▶ _Dataset entries_
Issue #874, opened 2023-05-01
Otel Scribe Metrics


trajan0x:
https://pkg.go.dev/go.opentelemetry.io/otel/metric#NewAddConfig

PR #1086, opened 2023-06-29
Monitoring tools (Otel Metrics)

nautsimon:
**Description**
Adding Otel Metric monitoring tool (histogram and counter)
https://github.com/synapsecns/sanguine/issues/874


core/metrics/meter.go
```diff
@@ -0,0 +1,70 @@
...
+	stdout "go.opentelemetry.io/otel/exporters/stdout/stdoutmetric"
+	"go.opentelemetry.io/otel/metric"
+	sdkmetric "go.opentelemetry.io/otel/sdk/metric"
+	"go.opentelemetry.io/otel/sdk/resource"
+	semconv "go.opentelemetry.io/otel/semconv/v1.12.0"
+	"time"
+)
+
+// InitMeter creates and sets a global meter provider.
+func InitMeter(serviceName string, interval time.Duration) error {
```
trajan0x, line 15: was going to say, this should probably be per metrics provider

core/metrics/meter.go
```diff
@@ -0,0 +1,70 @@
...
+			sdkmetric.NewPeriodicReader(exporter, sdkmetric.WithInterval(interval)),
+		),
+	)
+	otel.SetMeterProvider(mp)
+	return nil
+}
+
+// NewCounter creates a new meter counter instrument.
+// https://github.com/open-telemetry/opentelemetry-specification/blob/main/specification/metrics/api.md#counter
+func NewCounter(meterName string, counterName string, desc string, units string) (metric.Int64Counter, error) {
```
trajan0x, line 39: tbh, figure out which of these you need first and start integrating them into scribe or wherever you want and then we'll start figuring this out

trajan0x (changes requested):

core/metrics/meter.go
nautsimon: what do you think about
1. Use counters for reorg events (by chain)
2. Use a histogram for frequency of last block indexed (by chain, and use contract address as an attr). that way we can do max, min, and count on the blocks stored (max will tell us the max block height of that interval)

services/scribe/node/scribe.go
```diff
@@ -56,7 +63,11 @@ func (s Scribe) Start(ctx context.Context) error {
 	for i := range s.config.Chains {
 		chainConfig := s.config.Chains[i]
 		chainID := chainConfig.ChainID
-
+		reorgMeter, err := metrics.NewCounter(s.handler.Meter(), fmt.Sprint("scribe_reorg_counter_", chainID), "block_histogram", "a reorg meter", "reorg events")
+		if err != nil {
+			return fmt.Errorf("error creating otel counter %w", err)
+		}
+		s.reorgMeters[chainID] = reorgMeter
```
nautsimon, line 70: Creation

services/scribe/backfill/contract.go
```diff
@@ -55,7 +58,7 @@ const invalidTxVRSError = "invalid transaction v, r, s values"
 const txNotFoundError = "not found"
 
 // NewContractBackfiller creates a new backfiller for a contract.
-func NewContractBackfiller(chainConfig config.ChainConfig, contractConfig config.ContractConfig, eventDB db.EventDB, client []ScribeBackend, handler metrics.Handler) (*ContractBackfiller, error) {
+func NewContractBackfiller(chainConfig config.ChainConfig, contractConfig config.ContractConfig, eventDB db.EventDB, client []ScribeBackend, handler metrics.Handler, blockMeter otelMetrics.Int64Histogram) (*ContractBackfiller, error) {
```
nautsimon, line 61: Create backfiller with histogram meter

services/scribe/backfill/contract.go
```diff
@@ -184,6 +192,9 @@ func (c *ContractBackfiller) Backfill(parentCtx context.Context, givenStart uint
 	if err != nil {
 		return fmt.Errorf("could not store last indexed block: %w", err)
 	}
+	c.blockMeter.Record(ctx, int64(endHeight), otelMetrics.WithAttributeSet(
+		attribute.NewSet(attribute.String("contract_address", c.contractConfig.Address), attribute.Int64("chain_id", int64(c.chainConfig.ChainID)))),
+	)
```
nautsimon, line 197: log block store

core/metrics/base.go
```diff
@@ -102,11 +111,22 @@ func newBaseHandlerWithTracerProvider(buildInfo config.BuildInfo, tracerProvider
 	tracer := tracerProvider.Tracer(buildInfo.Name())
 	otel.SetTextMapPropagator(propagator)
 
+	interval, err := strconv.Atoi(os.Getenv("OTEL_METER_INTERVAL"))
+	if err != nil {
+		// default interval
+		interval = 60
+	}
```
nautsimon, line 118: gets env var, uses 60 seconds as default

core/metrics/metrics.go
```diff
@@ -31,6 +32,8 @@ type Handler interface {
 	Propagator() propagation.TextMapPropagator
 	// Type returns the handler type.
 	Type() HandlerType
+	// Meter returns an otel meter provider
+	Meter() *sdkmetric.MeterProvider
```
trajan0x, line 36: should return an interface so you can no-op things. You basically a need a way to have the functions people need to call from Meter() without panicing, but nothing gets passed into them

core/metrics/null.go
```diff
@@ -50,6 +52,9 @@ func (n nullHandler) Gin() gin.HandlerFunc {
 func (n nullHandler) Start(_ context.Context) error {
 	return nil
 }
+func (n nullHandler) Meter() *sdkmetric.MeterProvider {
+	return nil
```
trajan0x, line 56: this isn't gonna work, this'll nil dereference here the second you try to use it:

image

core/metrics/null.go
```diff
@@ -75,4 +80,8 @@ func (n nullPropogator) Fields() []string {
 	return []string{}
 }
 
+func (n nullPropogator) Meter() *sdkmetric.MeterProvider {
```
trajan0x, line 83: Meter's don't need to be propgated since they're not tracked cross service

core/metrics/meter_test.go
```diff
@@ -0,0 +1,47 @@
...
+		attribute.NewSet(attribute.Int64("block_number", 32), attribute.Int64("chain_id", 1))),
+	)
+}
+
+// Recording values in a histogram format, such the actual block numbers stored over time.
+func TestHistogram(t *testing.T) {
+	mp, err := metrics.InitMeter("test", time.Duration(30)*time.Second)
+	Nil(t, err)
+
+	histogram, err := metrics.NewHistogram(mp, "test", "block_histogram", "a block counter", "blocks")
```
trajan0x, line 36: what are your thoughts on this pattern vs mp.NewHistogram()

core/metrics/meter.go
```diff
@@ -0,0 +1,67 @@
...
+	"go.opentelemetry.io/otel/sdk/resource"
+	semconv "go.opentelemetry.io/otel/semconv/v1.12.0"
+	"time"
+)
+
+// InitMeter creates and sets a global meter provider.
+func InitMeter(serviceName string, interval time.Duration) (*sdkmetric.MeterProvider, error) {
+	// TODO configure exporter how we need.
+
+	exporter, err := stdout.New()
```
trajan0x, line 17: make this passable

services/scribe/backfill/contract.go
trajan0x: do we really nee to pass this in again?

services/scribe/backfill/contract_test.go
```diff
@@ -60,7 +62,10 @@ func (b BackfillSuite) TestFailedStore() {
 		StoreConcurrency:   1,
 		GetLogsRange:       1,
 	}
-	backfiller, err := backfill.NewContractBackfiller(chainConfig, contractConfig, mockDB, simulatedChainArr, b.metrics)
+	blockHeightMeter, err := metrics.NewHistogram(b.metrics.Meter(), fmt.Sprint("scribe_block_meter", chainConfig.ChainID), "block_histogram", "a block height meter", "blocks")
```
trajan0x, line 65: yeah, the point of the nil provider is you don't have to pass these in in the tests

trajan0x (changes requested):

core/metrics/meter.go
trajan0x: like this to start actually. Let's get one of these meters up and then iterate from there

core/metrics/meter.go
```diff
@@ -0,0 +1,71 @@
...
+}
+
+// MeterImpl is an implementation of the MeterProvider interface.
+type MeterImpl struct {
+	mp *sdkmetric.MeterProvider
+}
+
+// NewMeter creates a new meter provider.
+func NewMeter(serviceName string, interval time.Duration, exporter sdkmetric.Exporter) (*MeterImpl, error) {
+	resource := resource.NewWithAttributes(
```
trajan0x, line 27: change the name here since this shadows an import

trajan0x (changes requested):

▶ _Problem statement_
Please write out the entries exactly, keeping every line intact.

▶ _The completed task_
Issue #874, opened 2023-05-01
Otel Scribe Metrics


trajan0x:
https://pkg.go.dev/go.opentelemetry.io/otel/metric#NewAddConfig

PR #1086, opened 2023-06-29
Monitoring tools (Otel Metrics)

nautsimon:
**Description**
Adding Otel Metric monitoring tool (histogram and counter)
https://github.com/synapsecns/sanguine/issues/874


core/metrics/meter.go
```diff
@@ -0,0 +1,70 @@
...
+	stdout "go.opentelemetry.io/otel/exporters/stdout/stdoutmetric"
+	"go.opentelemetry.io/otel/metric"
+	sdkmetric "go.opentelemetry.io/otel/sdk/metric"
+	"go.opentelemetry.io/otel/sdk/resource"
+	semconv "go.opentelemetry.io/otel/semconv/v1.12.0"
+	"time"
+)
+
+// InitMeter creates and sets a global meter provider.
+func InitMeter(serviceName string, interval time.Duration) error {
```
trajan0x, line 15: was going to say, this should probably be per metrics provider

core/metrics/meter.go
```diff
@@ -0,0 +1,70 @@
...
+			sdkmetric.NewPeriodicReader(exporter, sdkmetric.WithInterval(interval)),
+		),
+	)
+	otel.SetMeterProvider(mp)
+	return nil
+}
+
+// NewCounter creates a new meter counter instrument.
+// https://github.com/open-telemetry/opentelemetry-specification/blob/main/specification/metrics/api.md#counter
+func NewCounter(meterName string, counterName string, desc string, units string) (metric.Int64Counter, error) {
```
trajan0x, line 39: tbh, figure out which of these you need first and start integrating them into scribe or wherever you want and then we'll start figuring this out

trajan0x (changes requested):

core/metrics/meter.go
nautsimon: what do you think about
1. Use counters for reorg events (by chain)
2. Use a histogram for frequency of last block indexed (by chain, and use contract address as an attr). that way we can do max, min, and count on the blocks stored (max will tell us the max block height of that interval)

services/scribe/node/scribe.go
```diff
@@ -56,7 +63,11 @@ func (s Scribe) Start(ctx context.Context) error {
 	for i := range s.config.Chains {
 		chainConfig := s.config.Chains[i]
 		chainID := chainConfig.ChainID
-
+		reorgMeter, err := metrics.NewCounter(s.handler.Meter(), fmt.Sprint("scribe_reorg_counter_", chainID), "block_histogram", "a reorg meter", "reorg events")
+		if err != nil {
+			return fmt.Errorf("error creating otel counter %w", err)
+		}
+		s.reorgMeters[chainID] = reorgMeter
```
nautsimon, line 70: Creation

services/scribe/backfill/contract.go
```diff
@@ -55,7 +58,7 @@ const invalidTxVRSError = "invalid transaction v, r, s values"
 const txNotFoundError = "not found"
 
 // NewContractBackfiller creates a new backfiller for a contract.
-func NewContractBackfiller(chainConfig config.ChainConfig, contractConfig config.ContractConfig, eventDB db.EventDB, client []ScribeBackend, handler metrics.Handler) (*ContractBackfiller, error) {
+func NewContractBackfiller(chainConfig config.ChainConfig, contractConfig config.ContractConfig, eventDB db.EventDB, client []ScribeBackend, handler metrics.Handler, blockMeter otelMetrics.Int64Histogram) (*ContractBackfiller, error) {
```
nautsimon, line 61: Create backfiller with histogram meter

services/scribe/backfill/contract.go
```diff
@@ -184,6 +192,9 @@ func (c *ContractBackfiller) Backfill(parentCtx context.Context, givenStart uint
 	if err != nil {
 		return fmt.Errorf("could not store last indexed block: %w", err)
 	}
+	c.blockMeter.Record(ctx, int64(endHeight), otelMetrics.WithAttributeSet(
+		attribute.NewSet(attribute.String("contract_address", c.contractConfig.Address), attribute.Int64("chain_id", int64(c.chainConfig.ChainID)))),
+	)
```
nautsimon, line 197: log block store

core/metrics/base.go
```diff
@@ -102,11 +111,22 @@ func newBaseHandlerWithTracerProvider(buildInfo config.BuildInfo, tracerProvider
 	tracer := tracerProvider.Tracer(buildInfo.Name())
 	otel.SetTextMapPropagator(propagator)
 
+	interval, err := strconv.Atoi(os.Getenv("OTEL_METER_INTERVAL"))
+	if err != nil {
+		// default interval
+		interval = 60
+	}
```
nautsimon, line 118: gets env var, uses 60 seconds as default

core/metrics/metrics.go
```diff
@@ -31,6 +32,8 @@ type Handler interface {
 	Propagator() propagation.TextMapPropagator
 	// Type returns the handler type.
 	Type() HandlerType
+	// Meter returns an otel meter provider
+	Meter() *sdkmetric.MeterProvider
```
trajan0x, line 36: should return an interface so you can no-op things. You basically a need a way to have the functions people need to call from Meter() without panicing, but nothing gets passed into them

core/metrics/null.go
```diff
@@ -50,6 +52,9 @@ func (n nullHandler) Gin() gin.HandlerFunc {
 func (n nullHandler) Start(_ context.Context) error {
 	return nil
 }
+func (n nullHandler) Meter() *sdkmetric.MeterProvider {
+	return nil
```
trajan0x, line 56: this isn't gonna work, this'll nil dereference here the second you try to use it:

image

core/metrics/null.go
```diff
@@ -75,4 +80,8 @@ func (n nullPropogator) Fields() []string {
 	return []string{}
 }
 
+func (n nullPropogator) Meter() *sdkmetric.MeterProvider {
```
trajan0x, line 83: Meter's don't need to be propgated since they're not tracked cross service

core/metrics/meter_test.go
```diff
@@ -0,0 +1,47 @@
...
+		attribute.NewSet(attribute.Int64("block_number", 32), attribute.Int64("chain_id", 1))),
+	)
+}
+
+// Recording values in a histogram format, such the actual block numbers stored over time.
+func TestHistogram(t *testing.T) {
+	mp, err := metrics.InitMeter("test", time.Duration(30)*time.Second)
+	Nil(t, err)
+
+	histogram, err := metrics.NewHistogram(mp, "test", "block_histogram", "a block counter", "blocks")
```
trajan0x, line 36: what are your thoughts on this pattern vs mp.NewHistogram()

core/metrics/meter.go
```diff
@@ -0,0 +1,67 @@
...
+	"go.opentelemetry.io/otel/sdk/resource"
+	semconv "go.opentelemetry.io/otel/semconv/v1.12.0"
+	"time"
+)
+
+// InitMeter creates and sets a global meter provider.
+func InitMeter(serviceName string, interval time.Duration) (*sdkmetric.MeterProvider, error) {
+	// TODO configure exporter how we need.
+
+	exporter, err := stdout.New()
```
trajan0x, line 17: make this passable

services/scribe/backfill/contract.go
trajan0x: do we really nee to pass this in again?

services/scribe/backfill/contract_test.go
```diff
@@ -60,7 +62,10 @@ func (b BackfillSuite) TestFailedStore() {
 		StoreConcurrency:   1,
 		GetLogsRange:       1,
 	}
-	backfiller, err := backfill.NewContractBackfiller(chainConfig, contractConfig, mockDB, simulatedChainArr, b.metrics)
+	blockHeightMeter, err := metrics.NewHistogram(b.metrics.Meter(), fmt.Sprint("scribe_block_meter", chainConfig.ChainID), "block_histogram", "a block height meter", "blocks")
```
trajan0x, line 65: yeah, the point of the nil provider is you don't have to pass these in in the tests

trajan0x (changes requested):

core/metrics/meter.go
trajan0x: like this to start actually. Let's get one of these meters up and then iterate from there

core/metrics/meter.go
```diff
@@ -0,0 +1,71 @@
...
+}
+
+// MeterImpl is an implementation of the MeterProvider interface.
+type MeterImpl struct {
+	mp *sdkmetric.MeterProvider
+}
+
+// NewMeter creates a new meter provider.
+func NewMeter(serviceName string, interval time.Duration, exporter sdkmetric.Exporter) (*MeterImpl, error) {
+	resource := resource.NewWithAttributes(
```
trajan0x, line 27: change the name here since this shadows an import

trajan0x (changes requested):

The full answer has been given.